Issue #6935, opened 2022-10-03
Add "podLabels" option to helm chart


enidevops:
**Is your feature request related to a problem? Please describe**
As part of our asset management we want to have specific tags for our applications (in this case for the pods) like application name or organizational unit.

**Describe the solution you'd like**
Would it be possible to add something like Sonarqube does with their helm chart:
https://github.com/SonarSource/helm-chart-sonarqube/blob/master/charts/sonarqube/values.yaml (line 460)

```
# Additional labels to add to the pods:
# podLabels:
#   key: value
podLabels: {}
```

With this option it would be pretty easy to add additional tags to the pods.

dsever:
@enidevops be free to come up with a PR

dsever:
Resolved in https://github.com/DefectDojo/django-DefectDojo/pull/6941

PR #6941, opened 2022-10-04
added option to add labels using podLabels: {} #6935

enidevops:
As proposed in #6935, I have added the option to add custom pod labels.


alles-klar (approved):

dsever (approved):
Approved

· · · ·

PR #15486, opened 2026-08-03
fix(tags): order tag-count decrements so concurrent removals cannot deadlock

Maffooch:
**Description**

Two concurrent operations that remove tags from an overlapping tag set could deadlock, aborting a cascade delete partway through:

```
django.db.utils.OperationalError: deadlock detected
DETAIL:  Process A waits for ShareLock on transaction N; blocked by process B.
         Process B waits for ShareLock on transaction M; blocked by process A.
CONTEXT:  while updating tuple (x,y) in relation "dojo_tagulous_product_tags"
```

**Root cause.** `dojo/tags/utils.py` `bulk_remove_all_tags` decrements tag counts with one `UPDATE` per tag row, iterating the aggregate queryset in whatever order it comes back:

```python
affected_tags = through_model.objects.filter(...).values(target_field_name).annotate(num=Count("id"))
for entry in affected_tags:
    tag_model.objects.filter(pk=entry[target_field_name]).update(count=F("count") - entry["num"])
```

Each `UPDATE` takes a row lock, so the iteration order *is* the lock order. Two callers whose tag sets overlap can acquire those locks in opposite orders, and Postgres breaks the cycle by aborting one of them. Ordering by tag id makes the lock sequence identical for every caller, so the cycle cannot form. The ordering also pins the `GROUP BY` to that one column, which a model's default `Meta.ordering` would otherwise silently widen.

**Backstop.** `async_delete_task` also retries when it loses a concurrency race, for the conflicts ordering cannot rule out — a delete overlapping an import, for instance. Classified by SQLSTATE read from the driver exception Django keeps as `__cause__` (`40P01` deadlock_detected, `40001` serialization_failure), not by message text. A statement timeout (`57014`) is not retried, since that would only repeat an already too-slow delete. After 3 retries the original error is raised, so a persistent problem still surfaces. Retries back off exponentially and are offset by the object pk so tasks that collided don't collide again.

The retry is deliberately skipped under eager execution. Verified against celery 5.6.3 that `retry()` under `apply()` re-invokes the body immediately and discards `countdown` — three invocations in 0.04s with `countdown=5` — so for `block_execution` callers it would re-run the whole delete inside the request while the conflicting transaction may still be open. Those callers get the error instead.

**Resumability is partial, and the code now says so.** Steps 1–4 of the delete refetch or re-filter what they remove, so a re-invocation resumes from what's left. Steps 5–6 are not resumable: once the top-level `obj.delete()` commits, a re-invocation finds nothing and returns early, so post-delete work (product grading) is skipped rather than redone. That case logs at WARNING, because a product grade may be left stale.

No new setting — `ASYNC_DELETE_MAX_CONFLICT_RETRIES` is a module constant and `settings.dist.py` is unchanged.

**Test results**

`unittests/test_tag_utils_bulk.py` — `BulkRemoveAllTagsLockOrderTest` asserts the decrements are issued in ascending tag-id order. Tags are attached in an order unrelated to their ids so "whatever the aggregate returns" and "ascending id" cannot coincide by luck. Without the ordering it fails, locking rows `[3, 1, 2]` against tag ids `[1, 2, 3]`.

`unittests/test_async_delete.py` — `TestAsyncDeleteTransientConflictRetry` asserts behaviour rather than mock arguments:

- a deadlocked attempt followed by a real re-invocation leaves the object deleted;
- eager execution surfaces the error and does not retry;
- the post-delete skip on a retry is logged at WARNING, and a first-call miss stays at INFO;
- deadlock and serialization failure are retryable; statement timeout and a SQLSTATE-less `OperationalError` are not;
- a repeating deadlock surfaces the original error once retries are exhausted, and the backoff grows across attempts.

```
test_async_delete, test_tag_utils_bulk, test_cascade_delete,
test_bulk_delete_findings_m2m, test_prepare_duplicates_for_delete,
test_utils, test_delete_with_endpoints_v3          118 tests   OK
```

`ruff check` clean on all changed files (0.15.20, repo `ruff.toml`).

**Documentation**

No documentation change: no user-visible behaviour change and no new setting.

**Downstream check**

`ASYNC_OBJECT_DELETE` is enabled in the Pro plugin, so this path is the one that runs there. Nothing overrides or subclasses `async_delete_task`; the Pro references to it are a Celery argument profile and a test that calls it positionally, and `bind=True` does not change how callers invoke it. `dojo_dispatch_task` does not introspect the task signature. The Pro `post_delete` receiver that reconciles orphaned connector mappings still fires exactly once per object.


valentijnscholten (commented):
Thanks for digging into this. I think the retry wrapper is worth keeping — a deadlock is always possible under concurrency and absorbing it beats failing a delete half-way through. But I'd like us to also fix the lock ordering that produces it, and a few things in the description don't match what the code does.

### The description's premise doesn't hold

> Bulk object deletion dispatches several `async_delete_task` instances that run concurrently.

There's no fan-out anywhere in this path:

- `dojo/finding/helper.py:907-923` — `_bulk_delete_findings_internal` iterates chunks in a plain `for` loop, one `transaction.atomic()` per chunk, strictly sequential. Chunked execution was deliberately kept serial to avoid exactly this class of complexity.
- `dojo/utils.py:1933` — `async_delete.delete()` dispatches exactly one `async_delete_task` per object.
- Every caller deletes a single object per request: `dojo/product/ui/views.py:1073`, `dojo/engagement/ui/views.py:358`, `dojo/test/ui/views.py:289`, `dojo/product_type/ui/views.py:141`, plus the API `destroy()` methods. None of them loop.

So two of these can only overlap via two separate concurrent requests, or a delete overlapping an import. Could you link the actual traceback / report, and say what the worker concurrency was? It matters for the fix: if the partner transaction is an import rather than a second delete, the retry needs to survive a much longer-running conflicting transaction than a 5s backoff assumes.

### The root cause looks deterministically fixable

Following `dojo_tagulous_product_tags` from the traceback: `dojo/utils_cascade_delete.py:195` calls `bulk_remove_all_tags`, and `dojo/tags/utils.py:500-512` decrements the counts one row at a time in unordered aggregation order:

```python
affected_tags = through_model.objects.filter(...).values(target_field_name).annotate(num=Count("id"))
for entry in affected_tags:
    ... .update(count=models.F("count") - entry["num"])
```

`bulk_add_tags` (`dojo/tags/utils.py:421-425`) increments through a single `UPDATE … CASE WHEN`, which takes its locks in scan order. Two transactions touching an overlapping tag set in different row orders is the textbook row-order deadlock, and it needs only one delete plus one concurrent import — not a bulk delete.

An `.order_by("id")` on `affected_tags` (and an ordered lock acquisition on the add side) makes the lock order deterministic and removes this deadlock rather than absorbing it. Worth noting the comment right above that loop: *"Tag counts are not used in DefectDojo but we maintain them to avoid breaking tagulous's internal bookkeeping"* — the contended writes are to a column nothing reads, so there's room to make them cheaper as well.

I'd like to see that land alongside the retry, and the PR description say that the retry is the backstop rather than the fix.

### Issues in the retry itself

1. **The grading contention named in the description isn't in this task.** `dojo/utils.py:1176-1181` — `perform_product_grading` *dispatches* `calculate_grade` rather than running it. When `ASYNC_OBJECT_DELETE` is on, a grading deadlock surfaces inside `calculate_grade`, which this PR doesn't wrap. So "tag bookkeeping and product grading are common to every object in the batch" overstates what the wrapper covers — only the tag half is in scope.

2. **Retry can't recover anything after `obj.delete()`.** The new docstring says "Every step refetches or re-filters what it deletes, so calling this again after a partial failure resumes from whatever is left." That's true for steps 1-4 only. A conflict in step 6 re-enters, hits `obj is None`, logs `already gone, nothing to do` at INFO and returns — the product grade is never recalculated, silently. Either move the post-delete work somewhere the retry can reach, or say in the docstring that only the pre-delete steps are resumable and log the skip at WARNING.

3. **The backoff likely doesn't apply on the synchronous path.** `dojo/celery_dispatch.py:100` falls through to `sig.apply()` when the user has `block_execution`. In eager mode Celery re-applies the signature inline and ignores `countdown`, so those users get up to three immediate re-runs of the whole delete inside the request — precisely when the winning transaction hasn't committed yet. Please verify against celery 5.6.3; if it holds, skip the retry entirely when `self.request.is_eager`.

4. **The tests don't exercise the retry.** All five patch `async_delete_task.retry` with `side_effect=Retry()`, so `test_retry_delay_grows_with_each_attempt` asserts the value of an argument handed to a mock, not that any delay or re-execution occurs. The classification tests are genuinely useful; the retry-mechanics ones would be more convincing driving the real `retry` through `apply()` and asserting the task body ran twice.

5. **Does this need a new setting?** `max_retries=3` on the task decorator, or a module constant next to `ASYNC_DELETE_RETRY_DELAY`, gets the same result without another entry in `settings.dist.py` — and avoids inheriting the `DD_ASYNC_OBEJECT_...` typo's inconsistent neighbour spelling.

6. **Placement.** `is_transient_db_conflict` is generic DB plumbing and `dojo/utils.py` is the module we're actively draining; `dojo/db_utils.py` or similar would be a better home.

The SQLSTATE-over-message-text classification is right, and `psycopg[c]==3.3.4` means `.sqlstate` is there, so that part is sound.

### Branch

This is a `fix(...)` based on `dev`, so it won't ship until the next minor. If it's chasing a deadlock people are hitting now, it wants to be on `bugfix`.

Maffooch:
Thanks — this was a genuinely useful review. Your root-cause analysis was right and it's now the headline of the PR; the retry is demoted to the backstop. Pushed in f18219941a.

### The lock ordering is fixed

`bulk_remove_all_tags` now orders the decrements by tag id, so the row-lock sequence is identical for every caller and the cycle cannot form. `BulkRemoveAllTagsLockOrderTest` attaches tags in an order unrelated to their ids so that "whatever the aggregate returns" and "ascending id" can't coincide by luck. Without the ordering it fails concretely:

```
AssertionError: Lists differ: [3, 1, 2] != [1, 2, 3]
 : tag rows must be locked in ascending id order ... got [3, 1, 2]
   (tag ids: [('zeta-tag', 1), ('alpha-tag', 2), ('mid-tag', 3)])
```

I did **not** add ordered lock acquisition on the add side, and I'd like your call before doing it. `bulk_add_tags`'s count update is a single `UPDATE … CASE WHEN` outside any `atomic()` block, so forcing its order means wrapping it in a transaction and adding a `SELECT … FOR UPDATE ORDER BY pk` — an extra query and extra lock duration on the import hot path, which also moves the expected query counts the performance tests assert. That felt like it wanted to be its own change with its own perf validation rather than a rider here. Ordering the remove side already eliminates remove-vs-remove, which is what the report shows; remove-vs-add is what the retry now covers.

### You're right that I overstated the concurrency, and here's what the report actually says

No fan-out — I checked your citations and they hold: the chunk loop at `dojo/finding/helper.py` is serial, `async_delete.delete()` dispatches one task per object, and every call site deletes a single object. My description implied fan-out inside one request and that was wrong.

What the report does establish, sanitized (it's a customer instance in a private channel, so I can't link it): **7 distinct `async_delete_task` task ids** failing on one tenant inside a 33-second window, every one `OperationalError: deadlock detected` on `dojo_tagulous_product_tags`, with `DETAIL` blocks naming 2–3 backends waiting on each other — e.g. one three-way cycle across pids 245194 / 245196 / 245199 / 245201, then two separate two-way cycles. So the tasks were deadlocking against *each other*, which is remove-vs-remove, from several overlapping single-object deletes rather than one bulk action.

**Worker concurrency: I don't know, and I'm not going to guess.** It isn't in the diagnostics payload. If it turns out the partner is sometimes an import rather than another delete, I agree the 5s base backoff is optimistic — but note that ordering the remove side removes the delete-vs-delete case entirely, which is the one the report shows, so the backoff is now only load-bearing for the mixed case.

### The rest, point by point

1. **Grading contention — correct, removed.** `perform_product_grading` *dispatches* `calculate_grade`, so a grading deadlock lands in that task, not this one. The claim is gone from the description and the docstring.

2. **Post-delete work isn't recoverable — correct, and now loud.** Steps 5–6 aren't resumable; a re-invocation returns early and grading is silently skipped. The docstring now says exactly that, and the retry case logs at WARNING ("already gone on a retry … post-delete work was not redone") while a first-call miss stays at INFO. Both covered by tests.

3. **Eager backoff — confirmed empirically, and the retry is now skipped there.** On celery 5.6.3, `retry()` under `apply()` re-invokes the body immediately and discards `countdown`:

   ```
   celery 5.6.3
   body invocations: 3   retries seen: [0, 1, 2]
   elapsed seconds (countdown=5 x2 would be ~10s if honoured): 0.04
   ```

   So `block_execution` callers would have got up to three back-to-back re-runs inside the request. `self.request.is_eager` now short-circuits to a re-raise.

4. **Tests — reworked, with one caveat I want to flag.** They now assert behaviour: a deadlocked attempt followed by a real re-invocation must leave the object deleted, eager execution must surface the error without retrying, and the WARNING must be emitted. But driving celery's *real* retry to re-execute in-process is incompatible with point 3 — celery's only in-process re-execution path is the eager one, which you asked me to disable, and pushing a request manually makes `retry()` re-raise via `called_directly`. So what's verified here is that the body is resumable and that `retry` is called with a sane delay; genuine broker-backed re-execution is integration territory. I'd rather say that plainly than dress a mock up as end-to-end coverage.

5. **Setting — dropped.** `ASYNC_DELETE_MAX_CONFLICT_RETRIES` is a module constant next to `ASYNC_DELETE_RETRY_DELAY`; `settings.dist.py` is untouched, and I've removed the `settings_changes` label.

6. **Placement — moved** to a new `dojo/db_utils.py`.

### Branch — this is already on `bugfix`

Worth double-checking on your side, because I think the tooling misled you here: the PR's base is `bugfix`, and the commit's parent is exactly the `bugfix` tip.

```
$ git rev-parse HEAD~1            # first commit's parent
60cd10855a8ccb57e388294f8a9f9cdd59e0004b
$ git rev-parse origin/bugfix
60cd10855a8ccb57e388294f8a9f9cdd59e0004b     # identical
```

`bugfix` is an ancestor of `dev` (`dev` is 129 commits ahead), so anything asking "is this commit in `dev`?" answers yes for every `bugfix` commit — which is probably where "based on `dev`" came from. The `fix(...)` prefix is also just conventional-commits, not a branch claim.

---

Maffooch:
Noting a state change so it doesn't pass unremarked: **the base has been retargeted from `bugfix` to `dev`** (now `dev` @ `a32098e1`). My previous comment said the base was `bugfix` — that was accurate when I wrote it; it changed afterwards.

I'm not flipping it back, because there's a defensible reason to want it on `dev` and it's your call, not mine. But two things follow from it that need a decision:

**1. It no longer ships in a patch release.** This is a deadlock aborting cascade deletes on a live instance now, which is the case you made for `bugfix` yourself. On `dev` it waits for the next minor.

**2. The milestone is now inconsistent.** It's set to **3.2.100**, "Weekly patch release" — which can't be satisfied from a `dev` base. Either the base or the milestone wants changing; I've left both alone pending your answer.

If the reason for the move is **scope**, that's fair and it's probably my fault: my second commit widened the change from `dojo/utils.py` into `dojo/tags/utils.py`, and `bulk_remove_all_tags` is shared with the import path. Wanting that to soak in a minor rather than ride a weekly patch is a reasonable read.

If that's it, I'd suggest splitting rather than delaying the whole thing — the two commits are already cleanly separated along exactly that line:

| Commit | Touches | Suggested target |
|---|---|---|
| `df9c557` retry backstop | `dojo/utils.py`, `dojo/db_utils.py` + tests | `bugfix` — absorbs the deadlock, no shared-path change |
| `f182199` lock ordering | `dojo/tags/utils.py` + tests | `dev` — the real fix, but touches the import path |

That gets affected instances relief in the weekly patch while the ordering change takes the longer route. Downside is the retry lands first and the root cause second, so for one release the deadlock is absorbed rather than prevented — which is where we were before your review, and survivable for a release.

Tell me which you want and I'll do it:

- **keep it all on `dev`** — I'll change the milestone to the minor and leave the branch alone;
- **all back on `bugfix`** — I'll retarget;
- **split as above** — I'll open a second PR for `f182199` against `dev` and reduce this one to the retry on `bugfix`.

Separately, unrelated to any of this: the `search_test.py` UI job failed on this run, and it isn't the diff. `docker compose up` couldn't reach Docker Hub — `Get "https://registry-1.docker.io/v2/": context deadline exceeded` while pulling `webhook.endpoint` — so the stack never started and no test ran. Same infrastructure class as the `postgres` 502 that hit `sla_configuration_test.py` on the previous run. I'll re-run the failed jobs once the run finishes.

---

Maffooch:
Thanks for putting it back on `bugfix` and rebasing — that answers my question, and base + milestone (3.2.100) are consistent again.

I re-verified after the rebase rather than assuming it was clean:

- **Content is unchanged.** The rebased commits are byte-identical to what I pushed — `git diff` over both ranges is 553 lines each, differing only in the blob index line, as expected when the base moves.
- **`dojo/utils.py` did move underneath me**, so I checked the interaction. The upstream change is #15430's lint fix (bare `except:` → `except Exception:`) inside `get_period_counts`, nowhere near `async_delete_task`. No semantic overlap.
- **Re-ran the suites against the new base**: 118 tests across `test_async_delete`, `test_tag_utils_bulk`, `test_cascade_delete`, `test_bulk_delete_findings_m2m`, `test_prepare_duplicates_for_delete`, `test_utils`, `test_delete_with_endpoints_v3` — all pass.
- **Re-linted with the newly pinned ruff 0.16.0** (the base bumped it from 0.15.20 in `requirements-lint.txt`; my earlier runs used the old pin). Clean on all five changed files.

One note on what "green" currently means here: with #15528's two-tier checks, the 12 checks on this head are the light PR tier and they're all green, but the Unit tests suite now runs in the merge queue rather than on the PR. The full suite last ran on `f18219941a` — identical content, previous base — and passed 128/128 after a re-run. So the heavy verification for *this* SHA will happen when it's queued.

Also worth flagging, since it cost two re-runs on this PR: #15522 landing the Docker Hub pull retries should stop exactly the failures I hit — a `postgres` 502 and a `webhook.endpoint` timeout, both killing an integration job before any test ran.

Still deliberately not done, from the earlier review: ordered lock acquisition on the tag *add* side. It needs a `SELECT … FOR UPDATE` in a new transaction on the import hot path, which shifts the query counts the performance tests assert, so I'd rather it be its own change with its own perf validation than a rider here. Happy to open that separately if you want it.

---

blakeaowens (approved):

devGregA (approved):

· · · ·

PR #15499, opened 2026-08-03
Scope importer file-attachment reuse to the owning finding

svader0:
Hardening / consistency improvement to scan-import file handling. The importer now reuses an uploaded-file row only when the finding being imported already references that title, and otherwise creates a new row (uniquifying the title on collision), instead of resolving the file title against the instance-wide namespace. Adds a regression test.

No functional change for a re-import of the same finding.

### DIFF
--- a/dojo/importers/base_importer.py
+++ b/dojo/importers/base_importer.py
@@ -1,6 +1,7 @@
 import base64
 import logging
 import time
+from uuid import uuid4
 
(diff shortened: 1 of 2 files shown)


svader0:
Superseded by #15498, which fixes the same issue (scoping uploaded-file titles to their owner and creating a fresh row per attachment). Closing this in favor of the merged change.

· · · ·

▸ **Task goal**
Please work out how many lines in the listing above contain the string "lands", and answer with that number only.

▸ **Solution for this exercise**
2